WHAT IS EXPECTED: Reproduce nothing but the lines from the one containing "Scenic metering demo" to the end of the records below, each exactly as written.

===== DATA PROVIDED

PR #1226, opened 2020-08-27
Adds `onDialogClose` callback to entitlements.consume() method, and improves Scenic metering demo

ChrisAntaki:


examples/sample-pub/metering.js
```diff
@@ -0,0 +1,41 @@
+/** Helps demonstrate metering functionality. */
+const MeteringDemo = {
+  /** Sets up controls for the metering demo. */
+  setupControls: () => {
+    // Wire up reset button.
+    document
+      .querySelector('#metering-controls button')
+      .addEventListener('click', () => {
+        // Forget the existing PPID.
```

==========

EXERCISE RESPONSE:
Adds `onDialogClose` callback to entitlements.consume() method, and improves Scenic metering demo

ChrisAntaki:


examples/sample-pub/metering.js
```diff
@@ -0,0 +1,41 @@
+/** Helps demonstrate metering functionality. */
+const MeteringDemo = {
+  /** Sets up controls for the metering demo. */
+  setupControls: () => {
+    // Wire up reset button.
+    document
+      .querySelector('#metering-controls button')
+      .addEventListener('click', () => {
+        // Forget the existing PPID.
```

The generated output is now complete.